Furthermore, there are two main groups of low-renin hypertensives: those with a primary aldosteronism phenotype (low renin/high aldosterone), for whom the best therapy is aldosterone antagonists and those with a Liddle phenotype (low renin/low aldosterone), for whom the specific therapy is amiloride. Patients with a renal phenotype (high renin with secondary hyperaldosteronism) that respond best to angiotensin receptor blockers or renin inhibitors are less common and patients with the Liddle phenotype (low renin/low aldosterone) because of overactivity of Renal tubular epithelial sodium channel -ENaC) might be more common than most physicians appreciate [16]. Therefore, even though BP lowering may not be as robust with the “anti-renin” drugs (ie ACEIs/ARBs/Beta-blockers), the tissue-protective benefits should certainly be considered in the treatment of blacks in an effort to not only improve BP control but to achieve the ultimate goal of reducing the risk of organ damage. On the other hand Adrenergic receptor blockers or beta-blockers, specially the first generation ones, might be less effective in a subgroup of African American subjects for the management of congestive heart failure [17]. This reduced efficacy might be related to variants in two genes related to the G protein–coupled pathway of the b1-adrenergic receptor (ADRB1) and G protein receptor kinase 5 (GRK5) genes. Traditionally, Thiazide diuretics, angiotensin-converting enzyme inhibitors, angiotensin receptor blockers, and calcium channel blockers (CCB) have been the preferred medications in nonblack patients and thiazide diuretics and calcium channel blockers are preferred in black patients. While CCBs and diuretics have been shown to be the most effective therapies for lowering BP in the African-American patient, the patient at high risk for CVD should also be considered for therapy with cardioprotective agents such as ACE inhibitors, ARBs, and beta-blockers that have been shown to provide greater protection against end-organ damage. This protection is the ultimate rationale for their inclusion in antihypertensive therapy [18].

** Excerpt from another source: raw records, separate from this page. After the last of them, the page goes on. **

PR #3840, opened 2017-06-06
switch to yarn, xo and ava

OmgImAlexis:
Fixes #

-
-
-

- [ ] Read [contribution guide](https://github.com/SickRage/SickRage/blob/master/.github/CONTRIBUTING.md)


OmgImAlexis:
@sharkykh @miigotu is the `_` function for get text or underscore? You have both in the bower file.

OmgImAlexis:
I'll be using webpack for bundling which means we can finally use ES6 features.

OmgImAlexis:
I know this is going to be a massive PR but there really isn't any other way todo this.

OmgImAlexis:
@miigotu @sharkykh can one or both of you have a look at the travis file and see if you can work out why yarn isn't installing? It should be using the apt source as [per](https://github.com/travis-ci/travis-ci/issues/6720#issuecomment-285981417).

sharkykh:
@OmgImAlexis 
I'm guessing...
Maybe because the yarn package is installed before NVM installs a different Node.js version,
**but probably** because this is container-based and the yarn source **is not whitelisted**.
The list is [here](https://github.com/travis-ci/apt-source-whitelist), the docs about this - [here](https://docs.travis-ci.com/user/installing-dependencies/#Installing-Packages-with-the-APT-Addon)

I'll try and make it work.
Also, since NPM is pre-installed, we can use it. I don't think it makes any difference to the CI..

sharkykh:
It works now :+1:
Well, `yarn install`, at least

sharkykh:
> is the `_` function for get text or underscore? You have both in the bower file.
@OmgImAlexis 

In core.js, [`underscore` is moved to `__` (double underscore)](https://github.com/SickRage/SickRage/blob/b5b2262ad0acfd0ca679b1964950a147dfc5e193/gui/slick/js/core.js#L86)
so we can use [`_` (single underscore) and `_n` for gettext and ngettext](https://github.com/SickRage/SickRage/blob/b5b2262ad0acfd0ca679b1964950a147dfc5e193/gui/slick/js/core.js#L4050-L4064)

This happens in core.js, and underscore is only being used there.
It's only being used for `__.debounce`, if you think there's another/better solution (not my code),
you may try dropping this dependency.

miigotu:
Failing when grunt ci task is called (which calls jshint and mocha)

OmgImAlexis:
That's fine since I'm replacing them both.

OmgImAlexis:
@miigotu can you explain the changes in https://github.com/SickRage/SickRage/commit/ca8499dba5c6e3ae21c9baa3f604c94d2629a86d in relevance to `stupidOptions`, I don't understand why it was changed this way since `stupidOptions` now just gets set but isn't actually used?

OmgImAlexis:
Can we move the icon from `ajaxNotifications.js` to a file?

sharkykh:
> Can we move the icon from ajaxNotifications.js to a file?

I guess.
We already have [gui/slick/images/ico/favicon-196.png](https://github.com/SickRage/SickRage/blob/master/gui/slick/images/ico/favicon-196.png), which is close enough
(base64 encoded image is 180x180, I think)

miigotu:
Stupid options is used, it gets extended when manual search occurs, and then it changes the icon first to a clock (queued), then spinner while searching, and then back to a magnifying glass
see stupidOptions.loadingClass, etc.

Regardless, dont rely on my rookie js if its ugly, feel free to change it as long as it still works afterwards.

OmgImAlexis:
Having a few issues with index files so just putting this as a note to myself.
Once https://github.com/webpack/webpack/issues/5020 is fixed we can change imports back to using directory imports.

miigotu:
Just a note for me, to adjust the travis-ci.yml later to split the build tests into jobs for python, and javascript, and others...
Link: https://stackoverflow.com/a/44054333/1338570

OmgImAlexis:
@sharkykh would you mind reviewing what I've done so far?

sharkykh:
@OmgImAlexis 
I don't exactly understand this process but I'll try, I guess...

BTW, I seem to get a different yarn.lock when I install
and the UI is broken for me (`formwizard.js:7 Uncaught SyntaxError: Unexpected token import`),
I guess it's probably not done.

```diff
--- a/yarn.lock
+++ b/yarn.lock
@@ -2460,14 +2460,14 @@ lodash@^3.10.1, lodash@~3.10.1:
   version "3.10.1"
   resolved "https://registry.yarnpkg.com/lodash/-/lodash-3.10.1.tgz#5bf45e8e49ba4189e17d482789dfd15bd140b7b6"

-lodash@^4.0.0, lodash@^4.13.1, lodash@^4.14.0, lodash@^4.3.0, lodash@~4.16.4:
-  version "4.16.6"
-  resolved "https://registry.yarnpkg.com/lodash/-/lodash-4.16.6.tgz#d22c9ac660288f3843e16ba7d2b5d06cca27d777"
-
-lodash@^4.17.4:
+lodash@^4.0.0, lodash@^4.13.1, lodash@^4.14.0, lodash@^4.17.4, lodash@^4.3.0:
   version "4.17.4"
   resolved "https://registry.yarnpkg.com/lodash/-/lodash-4.17.4.tgz#78203a4d1c328ae1d86dca6460e369b57f4055ae"

+lodash@~4.16.4:
+  version "4.16.6"
+  resolved "https://registry.yarnpkg.com/lodash/-/lodash-4.16.6.tgz#d22c9ac660288f3843e16ba7d2b5d06cca27d777"
+
 lodash@~4.3.0:
   version "4.3.0"
   resolved "https://registry.yarnpkg.com/lodash/-/lodash-4.3.0.tgz#efd9c4a6ec53f3b05412429915c3e4824e4d25a4"

```

OmgImAlexis:
Nope not done, about half way I'd say. I just need to move the rest of the routes into their files and cleanup a few things.

OmgImAlexis:
The import issue is expected since I'm still moving scripts around, we should end up with just a `bundle.js` in a script tag with the rest all bundled together.

gui/slick/js/ajaxEpSearch.js
```diff
@@ -1,112 +1,113 @@
-var searchStatusUrl = srRoot + '/home/getManualSearchStatus';
-var failedDownload = false;
-var qualityDownload = false;
-var selectedEpisode = '';
+import PNotify from 'pnotify';
+
+const searchStatusUrl = srRoot + '/home/getManualSearchStatus';
```
sharkykh, line 3: Of course, correct me if I'm wrong,
**I think** you need to
```js
import config from './config';
const searchStatusUrl = config.srRoot + '/home/getManualSearchStatus';
```
Since srRoot isn't defined here?

gui/slick/js/core.js
```diff
@@ -1,136 +1,117 @@
...
     array.shift();
     return array;
 }
 
-var __ = _; // Moves `underscore` to __
-_ = function(str) { return str; }; // Temporary (gets replaced)
+const __ = _; // Moves `underscore` to __
+_ = function(str) {
+    return str;
+}; // Temporary (gets replaced)
```
sharkykh, line 45: I'd rather ditch this and import `underscore` directly to `__`, if that's possible with ES6

gui/slick/js/core.js
```diff
@@ -1,136 +1,117 @@
...
                         '<span>' + siteMessages[key].message + '</span><span class="glyphicon glyphicon-check site-message-dismiss pull-right" data-id="' + key + '"/>' +
                         '</div>');
                 }
             }
         }
     });
 
-    $('#site-messages').on('click', '.site-message-dismiss', function () {
-        var messageID = $(this).data('id');
+    $('#site-messages').on('click', '.site-message-dismiss', function() {
```
sharkykh: Missed, I think
```js
$('#site-messages').on('click', '.site-message-dismiss', () => {
```

gui/slick/js/core.js
```diff
@@ -2514,70 +2203,73 @@ var SICKRAGE = {
...
                 $('#pickShow option:selected').next('option').prop('selected', 'selected');
-                $("#pickShow").change();
+                $('#pickShow').change();
             });
 
-            $('#changeStatus').on('click', function(){
-                var srRoot = $('#srRoot').val();
-                var epArr = [];
+            $('#changeStatus').on('click', () => {
+                const srRoot = $('#srRoot').val();
```
sharkykh, line 1410: You removed the `srRoot` hidden input element from the template.
https://github.com/SickRage/SickRage/pull/3840/files#diff-3a9e689c8230966780b2688544445f9fL30

So I think that wouldn't work right now.
There might be more of these here (not sure)

It can be `const srRoot = config.srRoot` for a quick fix
or remove this and change the references from `srRoot` to `config.srRoot`

gui/slick/js/core.js
```diff
@@ -2514,70 +2203,73 @@ var SICKRAGE = {
...
-                    switch (found) {
-                        case 2:
-                            return false;
-                        case 1:
-                            this.checked = lastCheck.checked;
+                    if (found === 2) {
+                        return false;
+                    }
+                    if (found === 1) {
+                        this.checked = lastCheck.checked;
```
sharkykh, line 1454: Why did you change the `switch-case` to `if`s?

gui/slick/js/core.js
```diff
@@ -2586,47 +2278,47 @@ var SICKRAGE = {
...
                 });
             });
 
-            // handle the show selection dropbox
-            $('#pickShow').on('change', function () {
-                var srRoot = $('#srRoot').val();
-                var val = $(this).val();
+            // Handle the show selection dropbox
+            $('#pickShow').on('change', function() {
+                const srRoot = $('#srRoot').val();
```
sharkykh, line 1485: Here's another `#srRoot` reference (element was removed from template).

gui/slick/js/core.js
```diff
@@ -2871,44 +2571,48 @@ var SICKRAGE = {
...
+                sortList: [[3, 0], [4, 0], [2, 1]]
             });
         },
-        restart: function(){
-            var currentPid = srPID;
-            var checkIsAlive = setTimeout(function () {
-                setInterval(function() {
-                    $.post(srRoot + '/home/is-alive/', function(data) {
+        restart() {
+            let currentPid = srPID;
```
sharkykh, line 1794: `config.srPID`

gui/slick/js/core.js
```diff
@@ -2920,16 +2624,16 @@ var SICKRAGE = {
...
                             $('#refresh_message').show();
                             srPID = currentPid = data.msg;
-                            checkIsAlive = setInterval(function() {
-                                $.post(srRoot + '/home/is-alive/', function() {
+                            checkIsAlive = setInterval(() => {
+                                $.post(config.srRoot + '/home/is-alive/', () => {
                                     clearInterval(checkIsAlive);
-                                    setTimeout(function(){
+                                    setTimeout(() => {
                                         window.location = srRoot + '/' + srDefaultPage + '/';
```
sharkykh, line 1813:
```js
window.location = config.srRoot + '/' + config.srDefaultPage + '/';
```

gui/slick/js/utils/notifications.js
```diff
@@ -0,0 +1,52 @@
...
+    dir1: 'up',
+    dir2: 'left',
+    firstpos1: 25,
+    firstpos2: 25
+};
+PNotify.prototype.options.styling = 'bootstrap3';
+PNotify.prototype.options.width = '340px';
+PNotify.prototype.options.desktop = {
+    desktop: true,
+    icon: '/images/ico/favicon-196.png'
```
sharkykh: We changed this to
`icon: config.srRoot + '/images/ico/favicon-196.png'`

package.json
```diff
@@ -1,39 +1,112 @@
...
+        "jquery-tokeninput": "^1.6.0",
+        "jquery-ui": "^1.12.1",
+        "lodash": "^4.17.4",
+        "loglevel": "^1.4.1",
+        "pnotify": "^3.2.0",
+        "qtip2": "^3.0.3",
+        "tablesorter": "2.28.4",
+        "timeago": "^1.5.4",
+        "underscore": "^1.8.3",
+        "xo": "^0.18.2"
```
sharkykh, line 40: This is the linter, right? Is that supposed to be in `devDependencies`?

sharkykh (commented):
Tried my best. but `core.js` is just too much to check IMO.
I mean, I did go over it, but couldn't stay focused / in-focus.

gui/slick/js/utils/notifications.js
```diff
@@ -0,0 +1,52 @@
...
+            .replace(/<[/]?b(?:\s[^>]*)?>/ig, '*')
+            .replace(/<i(?:\s[^>]*)?>/ig, '[').replace(/<[/]i>/ig, ']')
+            .replace(/<(?:[/]?ul|\/li)(?:\s[^>]*)?>/ig, '').replace(/<li(?:\s[^>]*)?>/ig, '\n* ')
+    };
+    new PNotify(opts); // eslint-disable-line
+};
+
+const checkNotifications = timeout => {
+    $.getJSON(config.srRoot + '/ui/get_messages', data => {
+        $.each(data, (name, {type, title, message}) => displayPNotify({type, title, message, name}));
```
sharkykh, line 44: #3868 changes this.
If I understand this correctly:
```js
$.each(data, (name, {type, title, message, hash}) => displayPNotify({type, title, message, hash}));
```

gui/slick/js/core.js
OmgImAlexis: Since this uses `$(this)` I can't use an arrow function so I haven't moved it over yet, I'm switching most of these to `(index, element) => {}` to completely remove the need for `$(this)`.

gui/slick/js/core.js
OmgImAlexis: underscore will be imported by named module instead so we can use lodash and underscore together with gettext without any of them needing to override each other.

_ will be gettext in all files imported as `import {gettext as _} from './utils';` where as lodash/underscore we'll import as `import {set} from lodash;`.

gui/slick/js/core.js
OmgImAlexis: Switches aren't a good practise in js and I'm most likely going to just a toggle util that returns a flipped boolean instead so it'd be like `x = flipBoolean(this.checked);` and we'd get the opposite returned. If statements and functions also allow for better testing where as switches can have issues with default branches being used by accident, etc.

package.json
OmgImAlexis: Yes I'll move that over, xo tends to install itself in deps by default.

gui/slick/js/utils/notifications.js
OmgImAlexis: Yep I'll switch that over. The first half `{type, title, message, hash}` are the deconstructed fields coming out of data, we then just pass them to displayPNotify since ES6 allows shorthand.

Ref: https://developer.mozilla.org/en/docs/Web/JavaScript/Reference/Operators/Object_initializer#Property_definitions

OmgImAlexis:
I'll fixup the srRoot and other comments, thanks.

miigotu:
Boo conflicts =P

OmgImAlexis:
@sharkykh once this is done you should be able to use something like this. This will create the element, add it to the DOM, add a click handler for the dismiss button and if the tag is used before it'll replace the content with the new message from Sickrage. I think we should change tag to be called id though as that's really what it is. Then in js we can just use `id = new UUID();` when submitting them.

```
const message = new SiteMessage(level, tag, message);
```

sharkykh:
> [...] and if the tag is used before it'll replace the content with the new message from Sickrage. I think we should change tag to be called id though as that's really what it is. Then in js we can just use `id = new UUID();` when submitting them.
@OmgImAlexis

I took a look at the `utils/site-message.js` code, hopefully I understand it correctly... 😅 
First, **`tag` is not an id for the message**, it's more of like a... category.
[We store the messages in Python as a dictionary and use incremental ids as its keys.](https://github.com/SickRage/SickRage/blob/fa5b11c7092984b3e31f9b0cfe5f513481041ac4/sickbeard/helpers.py#L1847-L1873)

For the off chance you didn't realize that yourself, I'll say:
When we have, for example, a message tagged `git_newer_version_available`
and we check for version again, and there's an even newer version,
we replace the similarly **tagged** message if such message exists, **in Python**,
by rewriting the existing message with the new message (You can see that in the Python code linked above)

I don't see a reason to change this and do this in JS because...
1. Even when we post a request to add a new site message to the server,
**and we don't do this anywhere in JS currently**,
the server/Python should handle it, as this is where it's stored.
2. Since messages are dismissable by their id (or key in said dictionary),
I don't think we really need UUIDs. They're not **_actual_** notifications, they're just a global message (or global messages) that are stored until dismissed or until the web server restarts.

miigotu:
I think the other way would be useful for things like "Settings saved" etc, but that is a totally different purpose and should probably be set separately, or in a js_messages tag

miigotu:
I'm just re-opening this and saving the branch so I can reference it while I try to figure out how webpack works. Ive been trying over the past week or so and it's fairly complicated.

I'm mostly interested in removing bower and grunt entirely. I have assumed webpack would be the best compliment to yarn, with the grunt tasks ported into yarn tasks.
Let me know if any of you guys are interested in breaking this into smaller tasks and tackling them, like porting over the grunt publish tasks to yarn only or helping me with webpack.

@SickChill/collaborators @SickChill/moderators @OmgImAlexis @sharkykh

ghost:
Remove all of the outdated babel deps and webpack v3.
Install the latest webpack, etc.

`npm i -D webpack babel-loader @babel/core @babel/preset-env @babel/polyfill`

<details><summary>webpack.config.js</summary>

```js
const path = require('path');

module.exports = {
    devtool: 'inline-source-map',
    module: {
        rules: [{
            // Only run `.js` and `.jsx` files through Babel
            test: /\.jsx?$/,
            // Skip any files outside of your project's `src` directory
            include: [
                path.resolve(__dirname, './gui/slick/js/**/*')
            ],
            exclude: /node_modules/,
            use: {
                loader: 'babel-loader',
                options: {
                    presets: [
                        ['@babel/preset-env', {
                            useBuiltIns: true // Include required parts of the polyfill.
                            // modules: false // Is this still necessary for tree shaking?
                        }],
                    ]
                }
            }

        }]
    },
    entry: [
        // Add your application's scripts below
        './gui/slick/js/index'
    ],
    output: {
        filename: 'bundle.js',
        path: path.resolve(__dirname, './gui/slick/js/dist/')
    }
};
```
</details>

miigotu:
@pro-src yeah I actually had a much more involved webpack.config.js (and parts split into webpack.parts.js) but I had some pretty nasty undefineds, expecially gettext, lodash, and $/jQuery.
I think the whole thing needs reworked to move the js out of the gui/slick/js and into a src folder and then add index/entry to the src folder and then output to gui/slick/js/core.webpack.js, etc.  The hardest part is that its several removals at the same time because we have to remove bower, rewrite the grunt tasks into package.json, and also add webpack. It's a pita lol

I'm not sure if I made changes to this trying to get it to work but this is the closest I came:
<details><summary>webpack.config.js</summary>

```js
const webpack = require('webpack');
const path = require('path');
const merge = require('webpack-merge');
const parts = require('./webpack.parts');

const config = merge([
    {
        entry: './gui/slick/js/core.js',
        output: {
            path: path.resolve(__dirname, 'gui/slick/js'),
            filename: 'core.webpack.js'
        },
        mode: 'development',
        module: {
            rules: [
                {
                    test: /\.js$/,
                    use: 'babel-loader',
                    exclude: /node_modules/
                },
                {
                    test: /\.css$/,
                    use: [
                        'style-loader',
                        'css-loader'
                    ]
                },
                {
                    test: /\.less$/,
                    use: [
                        'style-loader',
                        'css-loader',
                        'less-loader'
                    ]
                },
                {
                    test: /\.scss$/,
                    use: [
                        'style-loader',
                        'css-loader',
                        'sass-loader'
                    ]
                },
                {
                    test: /\.png$/,
                    use: [
                        {
                            loader: 'url-loader',
                            options: {
                                mimetype: 'image/png'
                            }
                        }
                    ]
                },
                {
                    test: /\.svg$/,
                    use: 'file-loader'
                }
            ]
        },
        plugins: [
            new webpack.ProvidePlugin({
                'window.jQuery': 'jquery',
                'window.$': 'jquery',
                'jQuery': 'jquery',
                '$': 'jquery',
            })
        ],
        externals: {
            lodash : {
                commonjs: 'lodash',
                amd: 'lodash',
                root: '_' // indicates global variable
            },
            srRoot: {
                root: 'srRoot'
            }
        }
    },
    parts.minifyJavaScript(),
    parts.minifyCSS({
        options: {
            discardComments: {
                removeAll: true,
            },
            // Run cssnano in safe mode to avoid
            // potentially unsafe transformations.
            safe: true,
        },
    })
]);

module.exports = config;

```

</details>

<details><summary>webpack.parts.js</summary>

```js

const OptimizeCSSAssetsPlugin = require(
  "optimize-css-assets-webpack-plugin"
);
const cssnano = require("cssnano");

exports.minifyCSS = ({ options }) => ({
  plugins: [
    new OptimizeCSSAssetsPlugin({
      cssProcessor: cssnano,
      cssProcessorOptions: options,
      canPrint: false,
    }),
  ],
});

const TerserPlugin = require("terser-webpack-plugin");

exports.minifyJavaScript = () => ({
  optimization: {
    minimizer: [new TerserPlugin({ sourceMap: true })],
  },
});

```

</details>

ghost:
Great, I'll try to get around to assisting more.

<details><summary>Notes on Babel Polyfill</summary>

The Babel Polyfill has been deprecated. (Quoting https://babeljs.io/docs/en/babel-polyfill)

> As of Babel 7.4.0, this package has been deprecated in favor of directly including core-js/stable (to polyfill ECMAScript features) and regenerator-runtime/runtime (needed to use transpiled generator functions):
```js
import "core-js/stable";
import "regenerator-runtime/runtime";
```

There is an advantage of using the `@babel/preset-env` with the `useBuiltins: "usage"` option. It should only include parts of the polyfill that are actually needed.

You can see the affect of importing the polyfill directly by viewing it's source. It bulls down to https://github.com/babel/babel/blob/master/packages/babel-polyfill/src/noConflict.js

It's best to go ahead and use corejs and the regenerator directly as recommended.
This explains things very well: https://github.com/zloirock/core-js/blob/master/docs/2019-03-19-core-js-3-babel-and-a-look-into-the-future.md
Instructions (same page): https://github.com/zloirock/core-js/blob/master/docs/2019-03-19-core-js-3-babel-and-a-look-into-the-future.md#babelpolyfill

If you haven't already, you can dump the babel related config from package.json as well.
</details>

Do you have another branch with that config on it?

miigotu:
I do not have a branch with it pushed up yet, but I will push my WIP branch up soon. I have split webserve.py into separate files and am working on reorganizing the classes and urls, as well as using named url patterns so we can reverse_url('home') for example.

In the process of switching from chrome to firefox atm though.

Reduced NTproBNP Levels in African Americans

African Americans have substantially lower plasma NTproBNP levels; compared to Caucasians. African Americans have a higher prevalence of HTN, left ventricular hypertrophy, and microalbuminuria, conditions that should raise NP levels. Consequently, the finding in ARIC that African-American individuals have lower NP levels, compared to white individuals, is counterintuitive and suggests that nonhemodynamic factors may contribute. One biologically plausible way in which NP levels may be decreased is through impaired synthesis or reduced release from cardiomyocytes. Indeed, previous studies indicate that variations in processes related to the synthesis of NTproBNP, such as genetic polymorphisms in the NPPB gene that influence transcription, translation, and/or post-translational processing, may contribute to lower NTproBNP levels, although there are limited data on racial differences in the genetics of the NP system [19]. In conclusion: African Americans have lower levels of plasma NTproBNP than Caucasians, which may be partially owing to genetic variation. Low natriuretic peptide levels in African Americans may contribute to the greater risk for HTN and its sequalae in this population.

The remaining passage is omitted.